Tuesday, November 1, 2011

Program Helps Internationally Trained Physicians Become RNs

Many foreign-trained medical doctors, who find it too difficult or expensive to obtain their physician’s license in the United States, opt to train as registered nurses instead.

Many physicians who come to the U.S. find it too expensive and the process too lengthy to obtain their licensing, and they are forced to take a job unrelated to health care in order to make ends meet. A new federally-funded program in California is working to change that, by offering these medical professionals a chance to stay in their chosen field.

Physicians and other internationally trained health care workers living in California can take advantage of a variety of options that will allow them to practice medicine in the United States through the Welcome Back Center. Since 2004, the Center has helped foreign-trained health care professionals with the education and licensing requirements needed to practice in America.

The Welcome Back Center works in conjunction with community colleges and state universities throughout California, assisting doctors, nurses, dentists and allied health care professionals with their transfer to the U.S. field of medicine. Since physicians have to go through the most difficult process to obtain their license, the center offers a special alternative program for international doctors to become nurses.

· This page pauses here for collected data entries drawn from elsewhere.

PR #809, opened 2020-03-03
Events: add ResourceEvents

Daztek:
Seems to work okay. I don't know if there's a better place to hook than the main loop, I have it poll every second but if there's a better place to hook that runs semi frequently I'm open to suggestions.
```
D [11:11:48] File modified: es_s_travel.nss
D [11:11:48] Pushing event data: 'RESREF' -> 'es_s_travel'.
D [11:11:48] Pushing event data: 'TYPE' -> '2009'.
D [11:11:48] Dispatching notification for event 'NWNX_ON_RESOURCE_MODIFIED' to script 'es_s_subsysman'.
D [11:11:48] Getting event data: 'RESREF' -> 'es_s_travel'.
D [11:11:48] Getting event data: 'TYPE' -> '2009'.
I [11:11:48] (Server) ResRef: 'es_s_travel' -> 2009
```

### DIFF
--- a/Plugins/Events/Events/ResourceEvents.cpp
+++ b/Plugins/Events/Events/ResourceEvents.cpp
@@ -1,0 +1,161 @@
+#include "Events/ResourceEvents.hpp"
+#include "API/CExoBase.hpp"
+#include "API/CExoAliasList.hpp"
+#include "API/CNWSModule.hpp"
+#include "API/CExoResMan.hpp"
+#include "API/Functions.hpp"
+#include "API/Constants.hpp"
+#include "Events.hpp"
+#include "Utils.hpp"
+
+#include <sys/inotify.h>
+#include <unistd.h>
+#include <poll.h>
+#include <climits>
+#include <fcntl.h>
+
+namespace Core {
+    extern bool g_CoreShuttingDown;
+}
+
+namespace Events {
+
+using namespace NWNXLib;
+using namespace NWNXLib::API;
+using namespace NWNXLib::API::Constants;
+
+#define EVENT_SIZE          ( sizeof (struct inotify_event) )
+#define EVENT_BUF_LEN       ( 128 * ( EVENT_SIZE + NAME_MAX + 1) )
+
+static bool processEvents;
+static int selfPipeFds[2];
+std::unique_ptr<std::thread> ResourceEvents::m_pollThread;
+
+ResourceEvents::ResourceEvents(Services::TasksProxy* tasks)
+{
+    Events::InitOnFirstSubscribe("NWNX_ON_RESOURCE_.*", [tasks]()
+    {
+        int ret = pipe2(selfPipeFds, O_NONBLOCK);
+
+        if (ret == -1)
+        {
+            LOG_ERROR("Failed to initialize self-pipe with error: %s", std::strerror(errno));
+            return;
+        }
+
+        int pipeReadFd = selfPipeFds[0];
+        CExoString exoPath = Globals::ExoBase()->m_pcExoAliasList->GetAliasPath("NWNX");
+        std::string path = exoPath.CStr();
+
+        m_pollThread = std::make_unique<std::thread>([tasks, path, pipeReadFd]()
+        {
+            struct pollfd fds[2];
+            char buffer[EVENT_BUF_LEN];
+
+            fds[0].fd = pipeReadFd;
+            fds[0].events = POLLIN;
+
+            int fd = inotify_init1(IN_NONBLOCK), wd = 0;
+
+            if (fd != -1)
+            {
+                fds[1].fd = fd;
+                fds[1].events = POLLIN;
+
+                wd = inotify_add_watch(fd, path.c_str(), IN_CREATE | IN_DELETE | IN_MODIFY);
+
+                if (wd != -1)
+                {
+                    processEvents = true;
+                }
+            }
+
+            auto ProcessEvent = [tasks](const std::string &eventType, const std::string &file) -> void
+            {
+                tasks->QueueOnMainThread([eventType, file]()
+                {
+                    if (Core::g_CoreShuttingDown)
+                        return;
+
+                    LOG_DEBUG("EventType: %s, File: %s", eventType, file);
+
+                    uint16_t resType = Globals::ExoResMan()->GetResTypeFromFile(file);
+
+                    if (resType != 65535)
+                    {
+                        CResRef resRef;
+                        Globals::ExoResMan()->GetResRefFromFile(resRef, file);
+
+                        Events::PushEventData("RESREF", resRef.GetResRefStr());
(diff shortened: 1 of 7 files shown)


mtijanic:
You shouldn't be polling in the first place. Fork off a new thread that will do a `select()` on the inotify fd, which will block it until there's something available. At which point, you QueueOnMainThread() the event you want to run.

Daztek:
Can't say I'm not learning stuff. Moved everything to its own thread and poll now blocks until something is available and then queues it on the main thread.

Plugins/Events/Events/ResourceEvents.cpp
```diff
@@ -0,0 +1,161 @@
...
+    extern bool g_CoreShuttingDown;
+}
+
+namespace Events {
+
+using namespace NWNXLib;
+using namespace NWNXLib::API;
+using namespace NWNXLib::API::Constants;
+
+#define EVENT_SIZE          ( sizeof (struct inotify_event) )
```
mtijanic: `constexpr` instead of `#define` whenever possible. Where `constexpr` won't work (will here), try `const`. `#define` should be reserved for generating code only (such as the REGISTER() macro).

Plugins/Events/Events/ResourceEvents.cpp
```diff
@@ -0,0 +1,161 @@
...
+#define EVENT_BUF_LEN       ( 128 * ( EVENT_SIZE + NAME_MAX + 1) )
+
+static bool processEvents;
```
mtijanic: This needs to be marked as `volatile`. Otherwise, the side thread might load the value in a register and keep checking the register instead of loading from memory every time.

Plugins/Events/Events/ResourceEvents.cpp
```diff
@@ -0,0 +1,161 @@
...
+        int ret = pipe2(selfPipeFds, O_NONBLOCK);
+
+        if (ret == -1)
+        {
+            LOG_ERROR("Failed to initialize self-pipe with error: %s", std::strerror(errno));
+            return;
+        }
+
+        int pipeReadFd = selfPipeFds[0];
+        CExoString exoPath = Globals::ExoBase()->m_pcExoAliasList->GetAliasPath("NWNX");
```
mtijanic: Should it also watch DEVELOPMENT:?

Plugins/Events/Events/ResourceEvents.cpp
```diff
@@ -0,0 +1,161 @@
...
+                            {
+                                auto *event = reinterpret_cast<inotify_event *>(&buffer[i]);
+
+                                if (event->len)
+                                {
+                                    if (event->mask & IN_MODIFY)
+                                    {
+                                        ProcessEvent("MODIFIED", event->name);
+                                    }
+                                    else
```
mtijanic: `else if` same line please.

Plugins/Events/Events/ResourceEvents.cpp
```diff
@@ -0,0 +1,161 @@
...
+
+                if (pollNum > 0)
+                {
+                    if (fds[1].revents & POLLIN)
+                    {
+                        size_t length = read(fd, buffer, EVENT_BUF_LEN);
+
+                        if (length > 0)
+                        {
+                            for (size_t i = 0; i < length;)
```
mtijanic: Personal nit, but for loops with a missing part are very confusing I'd just do:
```C
size_t i = 0;
while (i < length) {...}
```

or even:
```C
while (length > 0) {
  ...
  length -= (EVENT_SIZE + event->len);
}
```

Plugins/Events/Events/ResourceEvents.cpp
```diff
@@ -0,0 +1,161 @@
...
+
+                if (wd != -1)
+                {
+                    processEvents = true;
+                }
+            }
+
+            auto ProcessEvent = [tasks](const std::string &eventType, const std::string &file) -> void
+            {
+                tasks->QueueOnMainThread([eventType, file]()
```
mtijanic: Fun fact: NWN can take up to a second to actually register the resource after it's been copied in (due to lack of cross-platform inotify API). So it's very likely that on any event here you will actually see the stale data if you attempt to read the resource.

The easy way to solve this would be to just delay queuing here by 1 second. A better way might be to push all these events into a buffer, and also hook `CExoKeyTable::CheckForModificationsInStorage`. That thing runs every second when NWN checks the folders. After it has run, you can queue the event on the main thread and it'll guarantee the resources are visible.

Plugins/Events/Events/ResourceEvents.cpp
```diff
@@ -0,0 +1,161 @@
...
+    });
+}
+
+ResourceEvents::~ResourceEvents()
+{
+    processEvents = false;
+
+    if (m_pollThread)
+    {
+        int ret = write(selfPipeFds[1], "a", 1);
```
mtijanic: You can just do `(void)write(...);`

Plugins/Events/Events/ResourceEvents.cpp
Daztek: Shouldn't be too hard to add, personally I only use NWNX: for my stuff. If you think it's useful I can add a watch for it.

Plugins/Events/Events/ResourceEvents.cpp
Daztek: I tried that at first but my compiler still complained. Maybe it's just extra fussy.

Plugins/Events/Events/ResourceEvents.cpp
Daztek: Added DEVELOPMENT: after all!

Plugins/Events/Events/ResourceEvents.cpp
Daztek: I did the easy way and just sleep the thread for a second, how would the better way best be done?

mtijanic: > how would the better way best be done?

1) Define an event structure that contains `enum { ADDED, REMOVED, MODIFIED} type; string resource;`. Define a global `vector<eventstruct>` that stores all events.
2) shared-hook `CheckForModificationInStorage`. If your global vector is not empty, `QueueOnMainThread` a function that signals the event, once for every vector element, and then clears the vector.

This is still a bit racey, so _ideally_ there is a binary semaphore that your shared hook acquires when it runs the QueueOnMainThread, and the main thread lambda releases it when all events are signaled. Since that's a hassle, it's enough to just use a `std::mutex` and acquire it in the main thread lambda when iterating over the array, as well as the side thread when inserting into it.

All that said, this works well enough for me, so if you just wanna merge, go ahead.

Daztek: I'll give the shared hook a try sometime and do a followup PR if that works well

Laura Ann Fernea, MA, MPH, educational case manager for the Welcome Back Center, explained that foreign-trained doctors can use their extensive experience to become licensed as a nurse here in much less time then it would take for them to get re-licensed as a doctor.

“We assist internationally trained health care professionals to become licensed and available to work in the U.S. either in their own profession or a different one,” she explained. “We can help a doctor get licensed in an alternate profession, such as a nurse, using their previous educational experience in our doctors to-nurses program.”

The Welcome Back Center has a database of over 2,500 foreign health care professionals working in the state, and the doctors-to-nurses program has already graduated 100 students. The program is currently training their fourth class of foreign physicians to become nurses, with 31 students enrolled in the 14-month program.

There is an extensive interview and enrollment process for interested health care professionals, and Fernea estimates it takes the average student 12 to 18 months to get into the program.

Once enrolled, the doctors must complete a series of classes and requirements, including English proficiency tests, an introduction to the U.S. health care system and computer classes. These requirements are in addition to any other general education and nursing classes, Fernea said.

Before beginning the program, students must also provide all necessary transcripts, résumés and professional licensing tests they have taken to determine what educational course they need to take in order to become licensed. Once enrolled, they receive the full support of the staff including counseling, educational intervention, support groups and workshops.

The program also provides the graduates with the opportunity to secure a job while they are attending the course. They can rest assured that a job will be waiting for them upon completing their course and licensing requirements.

“During the coursework, they sign a contract with a hospital sponsor and then will work at that hospital once they are a licensed nurse,” Fernea said.

Utilizing the valuable skills of these un-tapped doctors is especially important during a time when the country faces a serious nursing shortage. The Welcome Back Center allows these doctors the opportunity to put their extensive knowledge and experience back to work again.

“We were able to get funding through the federal government for this program because of the shortage of nurses,” Fernea said. “We’re helping to provide more nurses to the community.”

Valentina Ruvalcaba, RN, and a licensed physician in Mexico, completed the doctor-to-nurse program last year. She heard about the Welcome Back Center from a friend, and couldn’t be happier with her decision to enroll in the program.

“The program is really good. You go for 14 months and then you are done; it’s a great program,” Ruvalcaba said.

As for making the transition from a doctor in one country to a nurse in the other, she said there was no difference for her.

“I didn’t mind at all,” she said. “As long as I am in the medical field, I am happy.”